Foggo also cited a fast-spreading virus wargame, Urban Outbreak 2019, co-sponsored by the U.S. Naval War College, the Uniformed Services University of the Health Sciences and Johns Hopkins University’s Applied Physics Lab, as “a start in preparation for the future and incorporation into our planning processes.”
Adm. James Foggo III, commander of Allied Joint Force Command, U.S. Naval Forces Europe and U.S. Naval Forces Africa, spoke on April 15 during a Navy League Sea-Air-Space 2020: Virtual Edition webcast.
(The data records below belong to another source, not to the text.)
PR #2503, opened 2026-07-22
feat: support pyramid raw vector retrieval

### LINKED ISSUE #2502: [feat](other): support raw vector retrieval in pyramid
### Affected area

Pyramid public raw-vector retrieval.

### Motivation

Pyramid on current `main` already owns an internal FP32 `raw_vector_` data cell for configurations that require a decodable source, but it does not expose that storage through `Index::GetRawVectorByIds`. Explicit `store_raw_vector` in the public Pyramid parameters is also not mapped to the existing internal parameter.

Applications using quantized Pyramid base codes therefore cannot request and retrieve the original FP32 vectors through the public API. ODescent builds also need a populated external-label reverse map for lookup by non-contiguous IDs.

### Proposed solution

Reuse the implementation already on `main` and add only the public API wiring:

- Map the external `store_raw_vector` parameter.
- Set `has_raw_vector_` when the existing raw-vector data cell is created.
- Advertise `SUPPORT_GET_RAW_VECTOR_BY_IDS` when raw storage exists.
- Populate the ODescent label reverse map during Build.
- Use raw FP32 vectors for precise distance-by-id calculations.
- Add focused NSW and ODescent public API regression coverage and parameter documentation.

No new raw-vector lifecycle, FP32 aliasing, serialization format, IO override, or memory-accounting implementation is required in this issue.

Additive behavior only; no public signature or serialization-format change.

### References

- Existing internal raw-vector support landed through #2560.
- Implemented by #2503.

jac0626:
## Change Type

- [ ] Bug fix
- [x] New feature
- [ ] Improvement/Refactor
- [ ] Documentation
- [ ] CI/Build/Infra

## Linked Issue

- Fixes: #2502

## What Changed

- Map Pyramid `store_raw_vector` to the raw-vector storage already present on `main`.
- Expose that storage through public `GetRawVectorByIds` when enabled.
- Use the stored FP32 vectors for precise single and batch distance-by-id calculations.
- Build the ODescent label reverse map so non-contiguous external IDs work through the public API.
- Document `store_raw_vector` in the English and Chinese Pyramid parameter references.

This PR deliberately leaves the existing Pyramid raw-vector Train, Build, Add, Resize, serialization, and `GetVectorByInnerId` implementation unchanged. It does not add FP32 aliasing, a new serialization format, IO overrides, or memory accounting.

## Test Evidence

- [x] clang-format 15 dry-run on changed C++ files
- [x] C++ unit-test target builds
- [x] Full unit suite
- [ ] `make lint`
- [ ] Coverage suite

```text
./build/tests/unittests "Pyramid exposes stored raw vectors"
  All tests passed (14 assertions in 1 test case; NSW and ODescent)

./build/tests/unittests
  All tests passed (62,903,974 assertions in 714 test cases)
```

## Compatibility Impact

- API/ABI compatibility: additive behavior; no public signature or serialization-format changes.
- Behavior change: `store_raw_vector=true` now enables the existing public raw-vector API for Pyramid. Precise distance-by-id uses the stored FP32 vectors.

- Raw-vector storage allocation and updates retain the behavior already on `main`.
- ODescent now populates the existing label reverse map during Build; NSW already does this through its Add path.
- No new locking or concurrency model is introduced.

## Documentation Impact

- [x] Updated English and Chinese Pyramid parameter documentation.

## Risk and Rollback

- Risk level: low.
- Rollback plan: revert this PR to disable the public Pyramid raw-vector feature mapping.

## Checklist

- [x] Linked the relevant issue.
- [x] Added focused regression coverage.
- [x] Considered API compatibility.
- [x] Updated user-facing documentation.
- [x] Commit messages follow project conventions.


src/algorithm/pyramid/pyramid.h
```diff
@@ -371,16 +392,17 @@ class Pyramid : public InnerIndexInterface {
...
 
     mutable std::shared_mutex resize_mutex_;        // guards resize operations
-    std::mutex cur_element_count_mutex_;            // guards cur_element_count_ updates
+    mutable std::mutex cur_element_count_mutex_;    // guards cur_element_count_ updates
     std::string graph_type_{GRAPH_TYPE_VALUE_NSW};  // graph algorithm type
 
     std::mutex entry_point_mutex_;  // guards entry-point selection
     std::default_random_engine level_generator_{
         2021};                              // random number generator for level promotion
     ReorderInterfacePtr reorder_{nullptr};  // reorder helper (if use_reorder_)
```
LHT129, line 440: [critical] `has_raw_vector_` is used in `pyramid.cpp` (`check_and_init_raw_vector` and `InitFeatures`) but is never declared as a member variable in `pyramid.h`. This will cause a compilation error.

The variable is assigned in `check_and_init_raw_vector`:
```cpp
has_raw_vector_ = raw_vector_ != nullptr;
```

And read in `InitFeatures`:
```cpp
if (has_raw_vector_) {
    this->index_feature_list_->SetFeature(IndexFeature::SUPPORT_GET_RAW_VECTOR_BY_IDS);
}
```

But `pyramid.h` only declares `create_new_raw_vector_` and `raw_vector_`. Please add `bool has_raw_vector_{false};` to the member declarations in `pyramid.h`.

src/algorithm/pyramid/pyramid_zparameters.cpp
```diff
@@ -180,6 +180,29 @@ PyramidParameters::FromJson(const JsonType& json) {
...
+        if (not flatten_json.Contains(QUANTIZATION_PARAMS_KEY)) {
+            return;
+        }
+        const auto& quantization_json = flatten_json[QUANTIZATION_PARAMS_KEY];
+        if (quantization_json.Contains(HOLD_MOLDS) ||
+            param->quantizer_parameter->GetTypeName() != QUANTIZATION_TYPE_VALUE_FP32) {
+            return;
+        }
+        std::dynamic_pointer_cast<FP32QuantizerParameter>(param->quantizer_parameter)->hold_molds =
+            true;
```
LHT129: [suggestion] `std::dynamic_pointer_cast<FP32QuantizerParameter>(param->quantizer_parameter)->hold_molds = true;` dereferences the result without a null check. Although `GetTypeName()` returned `"fp32"`, the underlying `quantizer_parameter` may not actually be an `FP32QuantizerParameter` instance (e.g. if a subclass also reports the same type name). A null dereference here would crash during parameter parsing.

Consider:
```cpp
auto fp32_param = std::dynamic_pointer_cast<FP32QuantizerParameter>(param->quantizer_parameter);
if (fp32_param) {
    fp32_param->hold_molds = true;
}
```

src/algorithm/pyramid/pyramid.cpp
```diff
@@ -228,6 +247,9 @@ Pyramid::build_by_odescent(const DatasetPtr& base) {
     if (use_reorder_) {
         precise_codes_->BatchInsertVector(data_vectors, data_num);
     }
+    if (create_new_raw_vector_) {
+        raw_vector_->BatchInsertVector(data_vectors, data_num);
```
LHT129, line 237: [suggestion] The ODescent build path (`build_by_odescent`) inserts raw vectors via `raw_vector_->BatchInsertVector` but does not populate `label_table_` through `Insert` calls. The preceding `memcpy` only initializes the raw label buffer; `label_remap_` and the label-table count are never set. Consequently, vectors inserted through ODescent cannot be reached via the newly advertised `GetRawVectorByIds`/`GetDataByIds` APIs — querying by label will report them as missing, even though `GetVectorByInnerId` works correctly.

Consider building the `LabelTable` through `Insert` or explicitly rebuilding its remap/count after the raw vector batch insert, and exercise the public label-based API in the ODescent test case.

src/algorithm/pyramid/pyramid.cpp
```diff
@@ -787,6 +909,10 @@ Pyramid::Add(const DatasetPtr& base) {
                     precise_codes_->InsertVector(data_vectors + dim_ * i,
                                                  valid_id_count + local_cur_element_count);
                 }
+                if (create_new_raw_vector_) {
```
LHT129: [suggestion] In `Pyramid::Add`, `label_table_->Insert` publishes the label (line 783 in main) before `raw_vector_->InsertVector` executes (new line ~912). This means a concurrent `GetRawVectorByIds` call can resolve the label via `LabelTable::GetIdByLabel` and then attempt to read the raw vector before it has been written, leading to reading uninitialized or stale data.

The same issue exists for `base_codes_` and `precise_codes_` insertion, but the new `raw_vector_` insertion makes the window wider. Consider reordering so that all code cell writes complete before the label becomes visible, or holding the resize lock during the entire Add critical section.

LHT129 (commented):
[suggestion] `ExportModel` does not export `raw_vector_` data. When `create_new_raw_vector_` is true, the exported model will lose raw vector storage, causing `GetRawVectorByIds` to fail on the exported index. Consider adding:
```cpp
if (create_new_raw_vector_) {
    this->raw_vector_->ExportModel(index->raw_vector_);
}
```
in `Pyramid::ExportModel` (pyramid.cpp, around line 877).

src/algorithm/pyramid/pyramid.cpp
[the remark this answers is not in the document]
jac0626: Fixed in 44608a10. The ODescent build now populates LabelTable through Insert, which builds the reverse map and count. The regression test now retrieves both vectors through the label-based GetDataByIds API.

src/algorithm/pyramid/pyramid.h
jac0626: No additional member is needed: has_raw_vector_ is the protected member inherited from InnerIndexInterface (src/algorithm/inner_index_interface.h). The rebased Debug build and Pyramid tests compile and pass with that inherited field.

src/algorithm/pyramid/pyramid_zparameters.cpp
jac0626: Fixed in 44608a10. The cast result is now checked with CHECK_ARGUMENT before use; a mismatched concrete parameter fails parsing instead of crashing or silently skipping the required legacy restoration.

src/algorithm/pyramid/pyramid.cpp
jac0626: Fixed in 44608a10. This duplicates the ODescent label-remap finding: Build now uses LabelTable::Insert and the test exercises label-based raw retrieval.

src/algorithm/pyramid/pyramid.cpp
jac0626: Fixed in 44608a10. Base, precise, and dedicated raw cells are now written before LabelTable::Insert publishes the label, so label-based readers cannot observe an unwritten vector.

src/algorithm/pyramid/pyramid.cpp
```diff
@@ -652,6 +735,15 @@ Pyramid::read_streaming_body(StreamReader& reader, const MetadataPtr& metadata)
                     loaded_precise_codes = true;
                 }
                 break;
+            case StreamSerializationTag::RAW_VECTOR:
+                loaded_raw_vector = true;
+                if (this->create_new_raw_vector_) {
```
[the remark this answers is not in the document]
jac0626: Fixed in 44608a10. The factory load override helper is now shared by HGraph and Pyramid and applies base, precise, and raw IO placement before construction. The regression removes the producer directory and loads successfully with memory IO overrides.

src/algorithm/pyramid/pyramid.cpp
```diff
@@ -787,6 +909,10 @@ Pyramid::Add(const DatasetPtr& base) {
                     precise_codes_->InsertVector(data_vectors + dim_ * i,
                                                  valid_id_count + local_cur_element_count);
                 }
+                if (create_new_raw_vector_) {
+                    raw_vector_->InsertVector(data_vectors + dim_ * i,
```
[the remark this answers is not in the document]
jac0626: Fixed in 44608a10 by staging every code-cell write before publishing the label. If a backend write throws, the label, logical count, and hierarchy remain unpublished; retry uses the same inner ID and overwrites any unreachable partial cell state.

jac0626:
Review follow-up: I also evaluated the non-inline ExportModel suggestion and intentionally made no change. Pyramid::ExportModel exports reusable quantizer/model state, not indexed vector data. A dedicated Pyramid raw cell is constrained to FP32, which has no trained model state to transfer; the target is already constructed with an empty raw cell from the same parameters. Copying raw vectors would violate the existing empty-model contract rather than fix retrieval.

jac0626:
Final rebase note: upstream/main advanced again while validation was running. The review-fix commit referenced in the thread replies was rewritten from 44608a10 to d8dc386a; the fixes and tests are unchanged.

src/algorithm/pyramid/pyramid.cpp
```diff
@@ -420,6 +444,45 @@ Pyramid::GetNumberRemoved() const {
...
+        (void)name;
+        memory += usage;
+    }
+    return memory;
+}
+
+std::unordered_map<std::string, uint64_t>
+Pyramid::GetMemoryUsageDetail() const {
+    std::lock_guard count_lock(cur_element_count_mutex_);
+    std::unique_lock resize_lock(resize_mutex_);
```
LHT129: [suggestion] `GetMemoryUsageDetail()` acquires `unique_lock` on `resize_mutex_`, which blocks concurrent search, `GetVectorByInnerId`, and distance-by-id calls. Since this method only reads state, a `shared_lock` would be sufficient and would avoid serializing all read operations against memory-usage queries.

Consider changing `std::unique_lock resize_lock(resize_mutex_)` to `std::shared_lock resize_lock(resize_mutex_)`.

src/algorithm/pyramid/pyramid.cpp
```diff
@@ -168,6 +170,23 @@ IndexNode::Serialize(StreamWriter& writer) const {
...
+uint64_t
+IndexNode::GetMemoryUsage() const {
+    std::shared_lock lock(mutex_);
+    uint64_t memory = sizeof(IndexNode) + ids_.capacity() * sizeof(InnerIdType);
+    memory +=
+        children_.bucket_count() * (sizeof(decltype(children_)::value_type) + sizeof(uint32_t));
+    for (const auto& [key, child] : children_) {
+        memory += key.capacity() + 1;
+        memory += child->GetMemoryUsage();
+    }
```
LHT129: [suggestion] `IndexNode::GetMemoryUsage()` multiplies `children_.bucket_count()` by `value_type` size, which overestimates memory because `bucket_count()` is the hash-table bucket count, not the number of stored entries. Use `children_.size()` instead to get the actual number of child nodes.

src/algorithm/pyramid/pyramid.cpp
```diff
@@ -929,6 +1061,18 @@ static const std::string HGRAPH_PARAMS_TEMPLATE =
                 "{HOLD_MOLDS}": false
             }
         },
+        "{STORE_RAW_VECTOR_KEY}": false,
+        "{RAW_VECTOR_KEY}": {
+            "{IO_PARAMS_KEY}": {
+                "{TYPE_KEY}": "{IO_TYPE_VALUE_BLOCK_MEMORY_IO}",
+                "{IO_FILE_PATH_KEY}": "{DEFAULT_FILE_PATH_VALUE}"
```
LHT129, line 1165: [suggestion] The `raw_vector` cell defaults to the same `./default_file_path` used by base and precise codes. With a documented configuration such as SQ8 `base_io_type=buffer_io` and `raw_vector_io_type=buffer_io`, both cells would open the same file path, leading to corruption. Consider using a distinct default path (e.g. `./default_raw_vector_path`) or requiring an explicit path when the raw-vector backend is file-backed.

LHT129 (commented):
Review of the latest push (44608a10). This push addresses several prior review comments (label publication order, null-pointer checks, factory load path). A few remaining observations below.

src/algorithm/pyramid/pyramid.cpp
```diff
@@ -1362,14 +1520,119 @@ void
...
+    }
     codes->Decode(buffer, data);
     if (release) {
         codes->Release(buffer);
     }
 }
 
+void
+Pyramid::check_and_init_raw_vector(const FlattenInterfaceParamPtr& raw_vector_param,
+                                   const IndexCommonParam& common_param) {
```
LHT129: [suggestion] `check_and_init_raw_vector` checks `raw_vector_param->io_parameter->GetTypeName()` to decide whether to attempt aliasing, but the aliasing decision should be based on the *candidate* cell's IO type (i.e. whether `base_codes_` or `precise_codes_` is in-memory FP32), not the requested raw-vector backend. If the user requests `raw_vector_io_type=buffer_io` but `base_codes_` happens to be in-memory FP32, aliasing is still desirable and safe.

Consider calling `find_raw_vector_source(true)` unconditionally (regardless of `raw_vector_param` IO type) and only falling back to `MakeInstance` when no alias is found.

src/algorithm/pyramid/pyramid.cpp
```diff
@@ -1362,14 +1520,119 @@ void
...
+    if (raw_vector_param == nullptr) {
+        return;
+    }
+
+    auto io_type_name = raw_vector_param->io_parameter->GetTypeName();
+    if (io_type_name == IO_TYPE_VALUE_BLOCK_MEMORY_IO || io_type_name == IO_TYPE_VALUE_MEMORY_IO) {
+        raw_vector_ = find_raw_vector_source(true);
+    }
```
LHT129: [note] `check_and_init_raw_vector` sets `has_raw_vector_ = raw_vector_ != nullptr` at line 1546, but `raw_vector_` is guaranteed non-null at this point (either from `find_raw_vector_source` or `MakeInstance`). The null check is redundant; `has_raw_vector_` will always be `true` when this code is reached. Consider setting `has_raw_vector_ = true` directly.

LHT129 (commented):
Additional observations on the latest push.

LHT129 (commented):
## Code Review for PR #2503

### [critical] Missing `has_raw_vector_` declaration in `pyramid.h`

`has_raw_vector_` is assigned in `check_and_init_raw_vector()` (pyramid.cpp line ~1558) and read in `InitFeatures()` (pyramid.cpp line ~999), but this member variable is never declared in `pyramid.h`. The header only declares `create_new_raw_vector_`. This will cause a compilation error.

**Fix**: Add `bool has_raw_vector_{false};` to the member variables section of `pyramid.h`, alongside `create_new_raw_vector_`:
```cpp
bool create_new_raw_vector_{false};  // whether raw_vector_ owns separate storage
bool has_raw_vector_{false};         // whether raw vector retrieval is available
```

### [suggestion] Unnecessary `FlattenInterface` allocation in `check_and_init_raw_vector`

In `check_and_init_raw_vector()`, `FlattenInterface::MakeInstance(raw_vector_param, common_param)` is always called first (line ~1543), even when `raw_vector_` will ultimately alias `base_codes_` or `precise_codes_` via `find_raw_vector_source()`. When aliasing succeeds, the newly constructed instance is leaked (overwritten by the aliased pointer). Consider checking for an aliasable source first, and only constructing a new instance when necessary.

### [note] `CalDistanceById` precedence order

The admiral stressed the importance of testing for COVID-19 to determine if someone is infected and whether persons they’ve come in contact with be isolated.
“Testing works in our favor,” Foggo said. “We can’t afford to take anybody off the line in a day of Great Power Competition, where we have adversaries, competitors and, most importantly, we have violent extremists who take advantage of any chink in the armor.”
In the future, “we’re going to have to plan ahead on how we’re going to protect the force against something like the coronavirus until we get a vaccine against COVID-19, and then beyond that there will be a next coronavirus, and I think we’ll be much better prepared for that in the future.”